Note: at this point, the decision was to do the surgery at earliest convenience at this private clinic and do Femto Lasic.

Part VII: social approval

We have this question at daily standups: “What is something awesome did you do yesterday outside of work?”. And I mentioned that I went for a checkup. And there were a lot of positive and encouraging feedback! Most of it was along the lines of “I did it a while ago and it was the best decision of my life!”.

20% possibility of changing everything at the very last moment

Changing plans and opinions especially after I publicly declared them is hard, it’s probably a few times easier for me than for most of the people, but sometimes it still requires some willpower. Especially in cases when I need to throw away the current plan, not for the better plan, but for clear uncertainty when I don’t know what to do and need to figure something out from scratch all over again.

One of my friends at the bar just mentioned that SMILE was the best technology as far as he remembered and that is what he would be looking for if he would be doing something.

The next day I googled a bit more on the topic. SMILE indeed was newer and more widely recommended.

Don’t trust your first impression

So, the [Yoda timer] once again - forcing myself to deal with the problem on the short time frame is such a wonderful tool! I simply don’t have time to hesitate in these 5 minutes. Remember the the colleague example which convinced me to seriously consider the surgery? I remembered the name of the clinic she used. So I just found their website, apparently they were doing SMILE as well, and I went for the checkup.

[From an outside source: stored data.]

PR #377, opened 2014-07-05
Added pattern/matcher to Mailbox

malinoff:
Refs [celery#2122](https://github.com/celery/celery/issues/2122)

PR #1470, opened 2021-12-21
reduce memory usage of Transport

pawl:
While investigating a redis broker memory leak, I noticed the same issue as py-amqp's [#377](https://github.com/celery/py-amqp/pull/377):
```
Top 10 lines
#1: /celery_app/kombu/kombu/transport/virtual/base.py:911: 782.4 KiB
    ARRAY_TYPE_H, range(self.channel_max, 0, -1),
<truncated>
```

The array that's used to store available connection ids is taking up an unnecessary amount of memory (more than anything else while running celery), and it's making memory leaks worse.

This PR reduces the memory usage of the `Transport` by reversing that logic and turning `_avail_channel_ids` into `_used_channel_ids`. This will only store the channel ids that are currently used, which is almost always going to be a much smaller array.

### DIFF
--- a/kombu/transport/virtual/base.py
+++ b/kombu/transport/virtual/base.py
@@ -462,21 +462,7 @@ class Channel(AbstractChannel, base.StdChannel):
             typ: cls(self) for typ, cls in self.exchange_types.items()
         }
 
-        # Cast to a set for fast lookups, and keep stored as an array
-        # for lower memory usage.
-        used_channel_ids = set(self.connection._used_channel_ids)
-
-        for channel_id in range(1, self.connection.channel_max + 1):
-            if channel_id not in used_channel_ids:
-                self.connection._used_channel_ids.append(channel_id)
-                self.channel_id = channel_id
-                break
-        else:
-            raise ResourceError(
-                'No free channel ids, current={}, channel_max={}'.format(
-                    len(self.connection.channels),
-                    self.connection.channel_max), (20, 10),
-            )
+        self.channel_id = self._get_free_channel_id()
 
         topts = self.connection.client.transport_options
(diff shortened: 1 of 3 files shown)


kombu/transport/virtual/base.py
```diff
@@ -462,9 +462,15 @@ def __init__(self, connection, **kwargs):
             typ: cls(self) for typ, cls in self.exchange_types.items()
         }
 
-        try:
-            self.channel_id = self.connection._avail_channel_ids.pop()
-        except IndexError:
+        # Cast to a set for fast lookups, and keep stored as an array for lower memory usage.
+        used_channel_ids = set(self.connection._used_channel_ids)
```
pawl, line 466: Maybe we should put this `_used_channel_ids` stuff into its own method like it is in py-amqp?: https://github.com/celery/py-amqp/blob/6433be13199938f47bbc2826e6585e746baf4f9b/amqp/connection.py#L484-L492

auvipy: if that improves the codebase you could give it a try

auvipy:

The clinic was far away and what’s worse it was public, so no one cared much about clients. I also went there close to the end of the day, so they just said that could start the checkup this day but I wouldn’t be able to finish it and need to come the next day anyway. So I was super frustrated, it also worth mentioning that I hungry. The first idea was to forget about this clinic and go to the first one.

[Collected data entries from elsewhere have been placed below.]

PR #1471, opened 2021-12-22
allow getting recoverable_connection_errors without an active transport 

pawl:
I was looking into solutions for the [celery + redis memory leak issue](https://github.com/celery/celery/issues/4843#issuecomment-999168967) and I was attempting to reduce the references to initialized `Transport`s.

One thing I noticed was that you currently need at least one initialized `Transport` with an active connection to allow filling the cache for `recoverable_connection_errors`/`recoverable_channel_errors`/`connection_errors`/`channel_errors`. It seems like it makes more sense to get the errors from the `Transport` class without needing to initialize it (in case there are connection errors on the first `Transport` initialization).

This doesn't fix the memory leak issue, but maybe this change is still worth making?

### DIFF
--- a/kombu/connection.py
+++ b/kombu/connection.py
@@ -932,7 +932,7 @@ class Connection:
         but where the connection must be closed and re-established first.
         """
         try:
-            return self.transport.recoverable_connection_errors
+            return self.get_transport_cls().recoverable_connection_errors
         except AttributeError:
             # There were no such classification before,
             # and all errors were assumed to be recoverable,
@@ -948,19 +948,19 @@ class Connection:
         recovered from without re-establishing the connection.
         """
         try:
-            return self.transport.recoverable_channel_errors
+            return self.get_transport_cls().recoverable_channel_errors
         except AttributeError:
             return ()
 
     @cached_property
     def connection_errors(self):
         """List of exceptions that may be raised by the connection."""
-        return self.transport.connection_errors
+        return self.get_transport_cls().connection_errors
 
     @cached_property
     def channel_errors(self):
         """List of exceptions that may be raised by the channel."""
-        return self.transport.channel_errors
+        return self.get_transport_cls().channel_errors
 
     @property
     def supports_heartbeats(self):
--- a/kombu/transport/consul.py
+++ b/kombu/transport/consul.py
@@ -276,23 +276,24 @@ class Transport(virtual.Transport):
     driver_type = 'consul'
     driver_name = 'consul'
 
-    def __init__(self, *args, **kwargs):
-        if consul is None:
-            raise ImportError('Missing python-consul library')
-
-        super().__init__(*args, **kwargs)
-
-        self.connection_errors = (
+    if consul:
+        connection_errors = (
             virtual.Transport.connection_errors + (
                 consul.ConsulException, consul.base.ConsulException
             )
         )
 
-        self.channel_errors = (
+        channel_errors = (
             virtual.Transport.channel_errors + (
                 consul.ConsulException, consul.base.ConsulException
             )
         )
+
+    def __init__(self, *args, **kwargs):
+        if consul is None:
+            raise ImportError('Missing python-consul library')
+
+        super().__init__(*args, **kwargs)
 
     def verify_connection(self, connection):
         port = connection.client.port or self.default_port
--- a/t/unit/test_connection.py
+++ b/t/unit/test_connection.py
@@ -574,7 +574,9 @@ class test_Connection:
         assert conn.channel_errors == (KeyError, ValueError)
 
     def test_channel_errors__exception_no_cache(self):
-        """Ensure the channel_errors can be retrieved without an initialized transport."""
+        """Ensure the channel_errors can be retrieved without an initialized
+        transport.
+        """
 
         class MyTransport(Transport):
             channel_errors = (KeyError,)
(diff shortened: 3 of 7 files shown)


kombu/transport/consul.py
```diff
@@ -276,24 +276,25 @@ class Transport(virtual.Transport):
...
     driver_name = 'consul'
 
-    def __init__(self, *args, **kwargs):
-        if consul is None:
-            raise ImportError('Missing python-consul library')
-
-        super().__init__(*args, **kwargs)
-
-        self.connection_errors = (
+    if consul:
```
auvipy, line 279: only 3 transports are subject to this adjustments?

t/unit/test_connection.py
```diff
@@ -571,6 +573,16 @@ class MyTransport(Transport):
         conn = Connection(transport=MyTransport)
         assert conn.channel_errors == (KeyError, ValueError)
 
+    def test_channel_errors__exception_no_cache(self):
```
auvipy, line 576: beside the unit tests I would love to see integration tests for this

auvipy (changes requested):

kombu/transport/consul.py
pawl: Yeah, I did a search for `self.connection_errors` and `self.channel_errors`, and looked at each of the transports.

For some reason, the librabbitmq and mongodb backends don't have the `try/except ImportError:` logic and they don't use `__init__` to fill in `connection_errors` and `channel_errors`.

auvipy (changes requested):
with pytest.raises(KeyError):
            self.channel._receive_one(self.channel.subclient)
>       assert not self.channel._in_listen
E       assert not True
E        +  where True = <t.unit.transport.test_redis.Channel object at 0x7f8bf8d594d0>._in_listen
E        +    where <t.unit.transport.test_redis.Channel object at 0x7f8bf8d594d0> = <t.unit.transport.test_redis.test_Channel object at 0x7f8bf8d591d0>.channel

t/unit/transport/test_redis.py:582: AssertionError

auvipy (changes requested):
I would like to take some time & more eyes and trials before merging this. in the mean the you can push any improvements in mind. and most possibly the more integration tests the better IMHO

auvipy:
besides, do we need any docs changes to mention the adjustments being made?

auvipy:
@ michael-lazar

auvipy:
@pawl did you try this in any project with celery? i want to have some integration test for this

pawl:
@auvipy I added an integration test here: https://github.com/celery/kombu/pull/1471/commits/448cdb9a4bf3364eef4025da69f339e954b116ea

> do we need any docs changes to mention the adjustments being made?

Oops, should I be updating the changelog?

I'm not aware of any documentation changes since old code should continue to work the same way, because the errors are still a class attribute on the same class.

I'm not sure we need to document the removal of `_get_errors` outside of the release notes since it's an internal method. It also doesn't look like it's overridden in any open source projects: https://github.com/search?q=transport+_get_errors+NOT+MultiChannelPoller+NOT+test_purge+NOT+%22by+Ask+Solem%22&type=Code

pawl:
> did you try this in any project with celery?

I've tested the change with [this branch](https://github.com/pawl/celery_pyamqp_memory_leak/tree/test_errors_fix) of my celery memory leak example repo. It's still able to recover from connection errors successfully after I restart redis. Also, it connects successfully on start-up.

auvipy:
ok we are good to go

auvipy (approved):

auvipy:
decided to land this change on 5.3 for now, as it changes some behaviours, but if other core team members agree will end landing in 5.2.x bug fix release

kombu/connection.py
```diff
@@ -948,19 +948,19 @@ def recoverable_channel_errors(self):
         recovered from without re-establishing the connection.
         """
         try:
-            return self.transport.recoverable_channel_errors
+            return self.get_transport_cls().recoverable_channel_errors
```
matusvalo, line 951: Is it correct to put parameter of `get_transport_cls()` as None?

kombu/connection.py
```diff
@@ -948,19 +948,19 @@ def recoverable_channel_errors(self):
...
         except AttributeError:
             return ()
 
     @cached_property
     def connection_errors(self):
         """List of exceptions that may be raised by the connection."""
-        return self.transport.connection_errors
+        return self.get_transport_cls().connection_errors
```
matusvalo, line 958: Here the same.

kombu/connection.py
```diff
@@ -948,19 +948,19 @@ def recoverable_channel_errors(self):
...
 
     @cached_property
     def channel_errors(self):
         """List of exceptions that may be raised by the channel."""
-        return self.transport.channel_errors
+        return self.get_transport_cls().channel_errors
```
matusvalo, line 963: Here the same.

matusvalo (changes requested):
I am not 100% sure but if I read correctly the code `get_transport_cls()` needs a transport as string or type. Default value is `None` which I am not sure will work.

https://github.com/celery/kombu/blob/b6b44085755c121fbcc8d954bd8f62ebe56ebc12/kombu/transport/__init__.py#L47-L86

pawl:
@matusvalo `get_transport_cls` is already used without arguments in `create_transport` (used by the `transport` property): https://github.com/celery/kombu/blob/a9c4f9837c1ad2296a9b21311f79c8cdbddade6b/kombu/connection.py#L606

It looks like `_init_params` will populate `self.transport_cls` and it will be used by `get_transport_cls`.

matusvalo:
> @matusvalo `get_transport_cls` is already used without arguments in `create_transport` (used by the `transport` property):
> 
> https://github.com/celery/kombu/blob/a9c4f9837c1ad2296a9b21311f79c8cdbddade6b/kombu/connection.py#L606
> 
> It looks like `_init_params` will populate `self.transport_cls` and it will be used by `get_transport_cls`.

Yeah you are right :-/. I missed that it is wrapped in the same class. Please ignore my comment.

matusvalo (approved):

But I thought that I might be just hungry and frustration with 3 hours lost commuting. And these two things had absolutely nothing to do with the quality of the clinic itself.

The end of the story

Next day I went to the checkup, the doctor just said that I should come the next Wednesday not giving me any options. They had no mandatory appointments except one on the next day after the surgery. So I just got some time off at work and went for the surgery. It’s so nice when you can ask for time off only a week in advance.

And the bottom line


Later, looking backward, Harry would think of how, in his SF and fantasy novels, people always made their big, important choices for big, important reasons. Hari Seldon had created his Foundation to rebuild the ashes of the Galactic Empire, not because he would look more important if he could be in charge of his own research group. Raistlin Majere had severed ties with his brother because he wanted to become a god, not because he was incompetent at personal relationships and unwilling to ask for advice on how to do better. Frodo Baggins had taken the Ring because he was a hero who wanted to save Middle-Earth, not because it would’ve been too awkward not to. If anyone ever wrote a true history of the world - not that anyone ever could or would - probably 97% of all the key moments of Fate would turn out to be constructed of lies and tissue paper and trivial little thoughts that somebody could’ve just as easily thought differently.

Who, the hell, is controlling my life? Everything above is just a coincidence, except for very quick moments of me trying awkwardly to take some control over the direction I heading to.

There is this very cool book called Mindware, and one of the most fascinating insights I got from it is that people are terrible at explaining their own actions.

And now I can’t stop thinking about it and noticing that things just happen around and I mindlessly react to them.

How often do I make my big life decisions based on a single example of the friend, a podcast episode or temporary mental state, e.g. quitting the job because I was depressed at University?